**PROBLEM**
Output every line of the data exactly as it appears.

**DATA TO PROCESS**
-.-.-
PR #34, opened 2020-02-25
handler() variable redundancy/naming cleanup

davidklaftenegger:
This patch cleans up some redundant variables and confusing naming in the segfault handler function.


davidklaftenegger:
hmm. github presents this in a confusing way. This should only be one commit (the last one).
-.-.-
**RESULT OF THE TASK**
PR #34, opened 2020-02-25
handler() variable redundancy/naming cleanup

davidklaftenegger:
This patch cleans up some redundant variables and confusing naming in the segfault handler function.


davidklaftenegger:
hmm. github presents this in a confusing way. This should only be one commit (the last one).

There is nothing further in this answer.